▶ **TO DO**
Check every line of the data below for the word "shortened". Copy the ones that have it.

▶ **RAW DATA**
PR #2386, opened 2024-05-11
Avoid crashes on /proc/ish from CLI build

cgull:
`find /proc` segfaults on CLI iSH.

The CLI iSH does not implement some callouts that iSH's procfs provides for the GUI, and the procfs does not check that these callouts actually exist.  This fixes that.

### DIFF
--- a/fs/proc/ish.c
+++ b/fs/proc/ish.c
@@ -55,6 +55,10 @@ static int proc_ish_show_colors(struct proc_entry *UNUSED(entry), struct proc_da
 }
 
 static int proc_ish_show_documents(struct proc_entry *UNUSED(entry), struct proc_data *buf) {
+    if (get_documents_directory == NULL) {
+        proc_printf(buf, "\n");
+        return 0;
+    }
     char *directory = get_documents_directory();
     proc_printf(buf, "%s\n", directory);
     free(directory);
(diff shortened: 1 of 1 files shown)


fs/proc/ish.c
```diff
@@ -55,6 +55,10 @@ static int proc_ish_show_colors(struct proc_entry *UNUSED(entry), struct proc_da
 }
 
 static int proc_ish_show_documents(struct proc_entry *UNUSED(entry), struct proc_data *buf) {
+    if (get_documents_directory == NULL) {
+	proc_printf(buf, "\n");
+	return 0;
```
tbodt, line 60: Please fix indentation (is this perhaps using tabs instead of spaces or something?

tbodt (commented):
Looks mostly good, other than indentation. Thanks!

fs/proc/ish.c
cgull: Yes, tabs.  You may see these in C code occasionally.  :)

You might want to add some style guidance to the docs, or enforce with `clang-format`, if it's important to you.

Also fixed in #2387

tbodt: The problem with it is that github renders tabs as four spaces, while your editor probably used eight... thus are the hazards of mixing indentation types.

PR #2387, opened 2024-05-11
Fix pty close behavior, signals at exit

cgull:
There's two big things in here.

When running `mosh --local 0`, I found that `mosh-server` would never terminate on iSH.  It was waiting for the master side of its pty to close.  Most applications that use ptys use other methods to detect child termination, but `mosh-server` expects that the pty master will act as a closed file after the last program on the pty slave exits-- any waiting reads should return immediately with 0 bytes, and further read calls should return EOF.  This is what pipes and sockets do, of course.  iSH master ptys stayed in the read call forever, even though the pty slave was gone.  This fixes that and ends up better separating generic tty code from pty slaves from pty masters too.

`dtach` behaves similarly and the fix helps it too.

After I fixed that, I found that CLI ish would exit with signal 9 when `mosh-server` exited.  This is because the README recommends to use `/bin/login` as the starting process.  Unfortunately, that means `/bin/login` runs as pid 1 (init) and is notified when orphaned processes terminate (which `mosh-server` is, because it double forks).  `/bin/login` has never been intended as a process group leader or init process, it expects to start and `wait()` for exactly 1 child, usually an interactive shell.

But running `ish -f alpine /bin/sh` didn't work correctly either, when the initial shell exited iSH would exit on signal 9. (Or something, this was a couple of months ago and I'm forgetting details.  Maybe it was still when `mosh-server` exited, or when a subshell exited.)  That turned out to be a nasty problem with `halt_system()`.  This code runs when pid 1 exits.  This code uses `pthread_kill()` to send a SIGKILL to threads running the emulated process group to kill off emulated processes in iSH.  Uhh... that doesn't work.  SIGKILL always nukes the entire process, not a single thread.

After I changed that code to do a more kernel-like thing of using `deliver_signal()` to send first SIGTERM, then SIGKILL, and then finally `pthread_kill()` with SIGTERM, iSH behaves a lot better about emulated process termination, and exits cleanly (rather than with SIGKILL) when pid 1 terminates.

I changed the README to tell people to use `/bin/sh` as the starting process for CLI ish, because it can work as init/pid 1 and ignores termination of orphaned processes.  iSH.app should probably change to do the same.

I've not been able to build iSH.app in XCode, so all of this is untested there, but I believe it will help there-- the app won't quit when the initial shell exits.

After fixing this and then finding/fixing the procfs problem in #2386, I ran into yet another bug in iSH, I forget what it was.  At that point I gave up chasing bugs in iSH.

### DIFF
--- a/fs/pty.c
+++ b/fs/pty.c
@@ -34,12 +34,30 @@ static int pty_master_init(struct tty *tty) {
     return 0;
 }
 
+
+static void pty_hangup(struct tty *tty) {
+    if (tty == NULL)
+        return;
+    lock(&tty->lock);
+    tty_hangup(tty);
+    unlock(&tty->lock);
+}
+
+static struct tty *pty_hangup_other(struct tty *tty) {
+    struct tty *other = tty->pty.other;
+    if (other == NULL)
+        return NULL;
+    pty_hangup(other);
+    return other;
+}
+
+static void pty_slave_cleanup(struct tty *tty) {
+    pty_hangup_other(tty);
+}
+
 static void pty_master_cleanup(struct tty *tty) {
-    struct tty *slave = tty->pty.other;
+    struct tty *slave = pty_hangup_other(tty);
     slave->pty.other = NULL;
-    lock(&slave->lock);
-    tty_hangup(slave);
-    unlock(&slave->lock);
     tty_release(slave);
 }
 
@@ -48,6 +66,16 @@ static int pty_slave_open(struct tty *tty) {
         return _EIO;
     if (tty->pty.locked)
         return _EIO;
+    return 0;
+}
+
+static int pty_slave_close(struct tty *tty) {
+    // If userland's reference count on the pty slave will go to 0,
+    // hang up the pty master.  But the session leader may have a
+    // reference, and the pty master always has a reference.
+    if (tty->refcount - 1 == (tty->session ? 2 : 1)) {
+        pty_hangup_other(tty);
+    }
     return 0;
 }
 
@@ -94,7 +122,9 @@ DEFINE_TTY_DRIVER(pty_master, &pty_master_ops, TTY_PSEUDO_MASTER_MAJOR, MAX_PTYS
 const struct tty_driver_ops pty_slave_ops = {
     .init = pty_return_eio,
     .open = pty_slave_open,
+    .close = pty_slave_close,
     .write = pty_write,
+    .cleanup = pty_slave_cleanup,
 };
 DEFINE_TTY_DRIVER(pty_slave, &pty_slave_ops, TTY_PSEUDO_SLAVE_MAJOR, MAX_PTYS);
 
--- a/fs/tty.c
+++ b/fs/tty.c
@@ -672,7 +672,7 @@ static int tiocgpgrp(struct tty *tty, pid_t_ *fg_group) {
         lock(&slave->lock);
     }
 
-    if (tty == slave && !tty_is_current(slave) || slave->fg_group == 0) {
+    if (tty == slave && (!tty_is_current(slave) || slave->fg_group == 0)) {
         err = _ENOTTY;
         goto error_no_ctrl_tty;
     }
--- a/fs/tty.c
+++ b/fs/tty.c
@@ -110,16 +110,7 @@ void tty_release(struct tty *tty) {
         cond_destroy(&tty->produced);
         free(tty);
     } else {
-        // bit of a hack
-        struct tty *master = NULL;
-        if (tty->driver == &pty_slave && tty->refcount == 1)
-            master = tty->pty.other;
         unlock(&tty->lock);
-        if (master != NULL) {
-            lock(&master->lock);
-            tty_poll_wakeup(master, POLL_READ | POLL_HUP);
-            unlock(&master->lock);
-        }
     }
 }
 
@@ -207,11 +198,14 @@ static int tty_device_open(int major, int minor, struct fd *fd) {
 
 static int tty_close(struct fd *fd) {
     if (fd->tty != NULL) {
-        lock(&fd->tty->fds_lock);
+        struct tty *tty = fd->tty;
+        lock(&tty->fds_lock);
         list_remove_safe(&fd->tty_other_fds);
-        unlock(&fd->tty->fds_lock);
+        unlock(&tty->fds_lock);
         lock(&ttys_lock);
-        tty_release(fd->tty);
+        if (tty->driver->ops->close)
+            tty->driver->ops->close(tty);
+        tty_release(tty);
         unlock(&ttys_lock);
     }
     return 0;
@@ -414,7 +408,7 @@ static bool pty_is_half_closed_master(struct tty *tty) {
     struct tty *slave = tty->pty.other;
     // only time one tty lock is nested in another
     lock(&slave->lock);
-    bool half_closed = slave->ever_opened && slave->refcount == 1;
+    bool half_closed = slave->ever_opened && (slave->refcount == 1 || slave->hung_up);
     unlock(&slave->lock);
     return half_closed;
 }
@@ -450,7 +444,7 @@ static ssize_t tty_read(struct fd *fd, void *buf, size_t bufsize) {
     struct tty *tty = fd->tty;
     lock(&pids_lock);
     lock(&tty->lock);
-    if (tty->hung_up) {
+    if (tty->hung_up || pty_is_half_closed_master(tty)) {
         unlock(&pids_lock);
         goto error;
     }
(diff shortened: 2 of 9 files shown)


cgull:
Tabs removed.

kernel/log.c
```diff
@@ -154,6 +154,10 @@ static void log_line(const char *line) {
 static void log_line(const char *line) {
     os_log_fault(OS_LOG_DEFAULT, "%s", line);
 }
+#elif LOG_HANDLER_STDERR
```
tbodt, line 157: I'm unclear on the utility of this since the program in ish may also be writing to stderr, but if you found it useful it doesn't hurt to have.

fs/pty.c
```diff
@@ -51,6 +69,13 @@ static int pty_slave_open(struct tty *tty) {
     return 0;
 }
 
+static int pty_slave_close(struct tty *tty) {
+    if (tty->refcount - 1 == (tty->session ? 2 : 1)) {
```
tbodt, line 73: This looks like a really tricky bit. Could you add a comment?

fs/tty.c
```diff
@@ -110,16 +110,7 @@ void tty_release(struct tty *tty) {
         cond_destroy(&tty->produced);
         free(tty);
     } else {
-        // bit of a hack
```
tbodt, line 113: Bravo for cleaning this up

fs/tty.c
```diff
@@ -414,7 +408,7 @@ static bool pty_is_half_closed_master(struct tty *tty) {
     struct tty *slave = tty->pty.other;
     // only time one tty lock is nested in another
     lock(&slave->lock);
-    bool half_closed = slave->ever_opened && slave->refcount == 1;
+    bool half_closed = slave->ever_opened && (slave->refcount == 1 || slave->hung_up);
```
tbodt, line 411: I wonder if the refcount check is still necessary? Would the new pty_slave_close do that?

tbodt (commented):
Thanks for working on this!

fs/tty.c
cgull: This is needed when `pty_slave_cleanup()` runs, I think.  It calls `pty_hangup_other()`, which calls `tty_hangup()` on the master.  That calls `tty_input_wakeup()` on the master, which may result in that user program waking up in `tty_read()`, or calling `read()` again, before the pty slave device instance is fully cleaned up and the refcount decremented.  That's what I remember, anyway.

kernel/log.c
cgull: If iSH is running interactively (stdin and stdout are on a tty), then emulated programs are running with both stdout and stderr on the iSH tty driver.  (This will be true for iSH.app as well, but writing to stderr might be less useful there.)

I hadn't even thought of CLI iSH supporting non-interactive use but yes, it does support that, and logging to stderr would be inappropriate then.

fs/pty.c
cgull: Done.

tbodt (approved):

francoisvignon:
Hi.

It seem the new behavior suffer an issue:
once the client close his side of the pty, no new connection can be issued to the provider without closing and reopening the provider

An idea ?

____________________

Francois

tbodt:
@francoisvignon do you have an easy way to reproduce? @cgull could you check on this?

francoisvignon:
here is an easy way to reproduce.

using iSH 669  and :
- gcc-11.2.1_git20220219-r2 x86 {gcc} (GPL-2.0-or-later LGPL-2.1-or-later) [installed]
- libgcc-11.2.1_git20220219-r2 x86 {gcc} (GPL-2.0-or-later LGPL-2.1-or-later) [installed]
- libstdc++-11.2.1_git20220219-r2 x86 {gcc} (GPL-2.0-or-later LGPL-2.1-or-later) [installed]
- minicom-2.8-r0 x86 {minicom} (GPL-2.0-or-later) [installed]
- musl-dev-1.2.3-r3 x86 {musl} (MIT) [installed]
- musl-utils-1.2.3-r3 x86 {musl} (MIT BSD GPL2+) [installed]
- make-4.3-r0 x86 {make} (GPL-3.0-or-later) [installed]

source: main.c
~~~
#include <stdio.h>
#include <errno.h>
#include <fcntl.h>
#include <stdlib.h>
#include <unistd.h>
  
int main(int argv, char **argc)
{
	int fd;
	fd = posix_openpt(O_RDWR | O_NOCTTY);
	grantpt(fd);
	unlockpt(fd);
	printf("client name %s\n", ptsname(fd));

	for(;;)
	{
		char buf[256];
		int l;
		l = read(fd, buf, 256);
		printf("l=%d, errno=%d\n", l, errno);
		sleep(1); // to not have too many traces ;-)
	}
	return(0);
}
~~~

compiling by : 
~~~
make main
~~~
executing:
~~~
McFv:~/test# ./main 
client name /dev/pts/2
// from other iSH window, connect to /dev/pts/2 by : minicom -D /dev/pts/2
// successfull
// keying CR one and two times
l=1, errno=0
l=2, errno=0
// disconnecting minicom by ^A ^X
l=-1, errno=5
l=0, errno=5
l=0, errno=5
l=0, errno=5
// from other iSH window, trying to reconnect by : minicom -D /dev/pts/2
// no way ...
l=0, errno=5
l=0, errno=5
l=0, errno=5
l=0, errno=s
// killing main
^C
McFv:
// and restarting main
McFv:~/test# ./main
client name /dev/pts/2 
// from other iSH window, connect to /dev/pts/2 by : minicom -D /dev/pts/2
// successfull
// keying CR one time
1=1, errno=0
// disconnecting minicom by ^A ^X
l=-1, errno=5
l=0, errno=5
l=0, errno=5
l=0, errno=5
l=0, errno=5
...
~~~


the same test with iSH 614
~~~
McFv:~/test# ./main
client name /dev/pts/2
// connect to /dev/pts/2 by : minicom -D /dev/pts/2
// successfull
// keying CR one and two times
l=1, errno=0
l=2, errno=0
// disconnecting minicom by ^A ^X
// read not interrrupted by disconnection, so, as read is blocking ... no new traces
// from other iSH window, trying to reconnect by : minicom -D /dev/pts/2
// successfull
// keying CR one and two times
l=1, errno=0
// killing main
^C
// minicom show /dev/pts/2 is not longer available
McFv:
~~~

with 614, client disconnection can be detected by other mean (setting read not blocking and checking errno).

please note, the source is voluntary simple to be the shortest code showing the issue (as example, displaying errno if not error is voluntary to not have too many lines, not setting read as not blocking also, ... ).

@cgull : I'm available to do more testing. thanks for your worlk

tbodt:
Ah, one bug replaced by another... The behavior on linux is different from either of those.

```
$ ./main
client name /dev/pts/1
// connect, type stuff
l=1, errno=0
l=3, errno=0
l=1, errno=0
l=6, errno=0
l=6, errno=0
// disconnect, get error 5 repeating
l=-1, errno=5
l=-1, errno=5
l=-1, errno=5
l=-1, errno=5
// reconnect, errors stop (well it still says `errno=5` but since the actual return code was success ignore that)
l=1, errno=5
l=2, errno=5
// disconnect, errors are back
l=-1, errno=5
l=-1, errno=5
l=-1, errno=5
l=-1, errno=5
l=-1, errno=5
l=-1, errno=5
l=-1, errno=5
l=-1, errno=5
```

francoisvignon:
this test was done with what ?

____________________

Francois

tbodt:
Linux linux-luka 6.7.6-1-aarch64-ARCH #1 SMP PREEMPT_DYNAMIC Sat Feb 24 10:08:35 MST 2024 aarch64 GNU/Linux

francoisvignon:
ok, this is the "expected" behavior :-)

____________________

Francois

tbodt:
I'm trying to decide if I should revert this PR, if the new bug is worse than the old bug. Obviously ideally both bugs would be fixed, but I don't really have time to do that work.

francoisvignon:
I will check the old bug tomorrow: I have used the old pty implementation without major issue ... so, I will double check, and I tell you ...send from my mobile.____________________FrancoisLe 18 mai 2024 à 18:35, tbodt ***@***.***> a écrit :﻿
I'm trying to decide if I should revert this PR, if the new bug is worse than the old bug. Obviously ideally both bugs would be fixed, but I don't really have time to do that work.

francoisvignon:
Major ? annoying is a better word:- with the previous implementaion, I can check if a client is connected or not: with this one, not longer.- with this one, when the client disconnect, I close the master pty and open it again, with the risk to have a different client pty.So ... I prefer the old one (more standard accross various plateform) and I think the solution used to solve the issue solved by the new one is maybe not the correct one.send from my mobile.____________________FrancoisLe 18 mai 2024 à 18:50, tbodt ***@***.***> a écrit :﻿
Do you run into major issues with the new behavior?

cgull:
I think I've fixed this in #2449.  Sorry for dropping the ball on it.  I'm curious, though, what sort of application would you be running in iSH that needs this?  The things I can think of include embedded applications or applications needing to connect to or emulate physical devices, none of which seem like something you'd want to do in an iOS app.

▶ **TASK SOLUTION**
(diff shortened: 1 of 1 files shown)
(diff shortened: 2 of 9 files shown)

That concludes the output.